Note that Matt toke over maintainance from me, but I was the original
designer of most of the /dev/random algorithms (with much help from
Colin Plumb). I haven't had time to do a full analysis of the paper,
but let me give a couple comments to set the context.

First of all, the Linux /dev/random generator has been around for a
long time; I did the original implementation back in 1994, back when
the crypto iron curtain was still being maintained by the US
Government. (As far as I know, the Linux /dev/random driver was the
first OS-based RNG and predates efforts present in other systems such
as OpenBSD, et. al. Not being an academic trying to get tenure, I
never bothered to write a paper back in '94, so I guess that means I
don't get any credit, which is probably fair if you're playing the
academic game. Publish or perish, after all. :-) In any case,
because of the U.S. export controls on cryptographic algorithms at
that time, in particular anything relating to encryption algorithms, I
chose to use cryptogaphic hashes as its primary non-linear component,
since these were not problematic from an export control perspective.

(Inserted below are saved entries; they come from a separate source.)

PR #934, opened 2018-01-03
Warn that an error, which can be ignored, may be seen during shutdown.

benlaurie:


AlCutter:
Closing as I've just merged #937 which makes this redundant.

PR #938, opened 2018-01-03
Kill map integration test flake due to nil head

AlCutter:


phad:
How flaky is this?

AlCutter:
Reasonably flaky, you often get a nil pointer deref here :/

phad:
So the GetSignedMapRoot call returns a non-nil err, but a response r.MapRoot.MapRevision in which r.MapRoot is nil ?

AlCutter:
Or more likely `r` is nil, but yup.

phad:
Feels like a bug more than a race?  (or perhaps both)

AlCutter:
Could be, but given this only happens on Travis I suspect it's perhaps to do with slow IO or something and the crash is not helping with debugging it.

PR #939, opened 2018-01-03
Take it easy on Travis' limited I/O

AlCutter:


Martin2112:
Did we decide this was moot or still needed?

PR #949, opened 2018-01-22
Add inclusion proof test for an item that exists

gdbelvin:


merkle/map_verifier_test.go
```diff
@@ -43,14 +45,22 @@ func TestConiksHasherTestVectors(t *testing.T) {
...
+			desc:  "One item, empty proof",
 			index: []byte{0xb7, 0x57, 0x2d, 0xf6, 0xe1, 0x9, 0x1f, 0xc0, 0x6, 0x9e, 0x4, 0xbf, 0x80, 0x98, 0x75, 0x25, 0xe7, 0x7a, 0xc9, 0xa6, 0xc2, 0x94, 0xd2, 0x8d, 0xb7, 0xf4, 0xe3, 0x60, 0x25, 0x1d, 0x83, 0xbf},
 			proof: append(make([][]byte, 255), []byte{
 				92, 215, 13, 113, 97, 138, 214, 158, 13, 29, 227, 67, 236, 34, 215, 4, 76, 188, 79, 247, 149, 223, 227, 147, 86, 214, 90, 126, 192, 212, 113, 64,
 			}),
 			root:   []byte{0x2c, 0x27, 0x03, 0xe0, 0x34, 0xf4, 0x00, 0x2f, 0x94, 0x1d, 0xfc, 0xea, 0x7a, 0x4e, 0x16, 0x03, 0xee, 0x8b, 0x4e, 0xe3, 0x75, 0xbd, 0xf8, 0x72, 0x5e, 0xb8, 0xaf, 0x04, 0xbf, 0xa3, 0xd1, 0x56},
 			treeID: 2595744899657020594,
 		},
+		{
+			desc:   "One item, exists proof",
```
phad: Are these desc strings transposed?  This looks like an empty proof to me; the one above looks like an 'exists' (existing?) proof.

gdbelvin: The descriptions are correct. 

This one is a proof for a leaf that exists in a tree with only one item. As a result, all the neighbor nodes are nil. 

The one above is a proof for a nil leaf in a tree with only one other item. As a result, that one other item causes the top neighbor to be non-nil.

PR #955, opened 2018-01-29
Set ExtraData field

gdbelvin:
Some schemas have ExtraData as NOT NULL.
As a result, they can't be set back to allowing NULLs.
Fix: set some extra_data even if we don't have any.


Martin2112:
Which storage(s) is/are affected? Can we not change them so it will work for all clients?

gdbelvin:
Our internal storage system is the one affected.

gdbelvin:
Closing as an alternative solution was found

In addition, the design philosophy is somewhat different from what has
been considered the general wisdom at least in academic circles.
First of all, as noted above, export controls were a major issue. In
addition, in that time period, flaws in MD4 and MD5 were coming to
light, and it was clear that some cryptographic algorithms provided by
the US government (in particular, DSA) were deliberately designed to
prevent their usefulness in anything other than their released context
(i.e., There are many who believe that one of the DSA primary design
criteria was that it could only be used for digital signatures, and
*not* provide encryption functionality). So one of the key design
criteria was that /dev/random use its cryptographic primitives in ways
that were non-brittle --- that is, even if the primary use of that
cryptographic primitive were compromised (e.g., the recent collision
attacks against SHA-1), the security of the system would not be
compromised.

One of the reasons why I did not choose a construction such as Bruce
Schneier's Yarrow, which encrypts an incrementing counter as its
output stage, is that repeated encryptions of plaintexts that have
differ from each other by a small hamming distance is one of the
things that cryptographers look for when attacking a cipher. Maybe
modern encryption systems are so good that we don't have to worry
about such things any more (and certainly most academic papers ignore
such engineering considerations), but I like to take a much more
humble attitude towards making such assumptions, since I *know* the
cryptographers at the NSA know more than I do, and underestimating
them or any other state-sponsored cryptoanalytic organization is
generally not a good idea. In any case, while if AES is perfect, yes,
using a key to encrypt a counter might be probably good enough --- but
I'm not sure I want to make that assumption.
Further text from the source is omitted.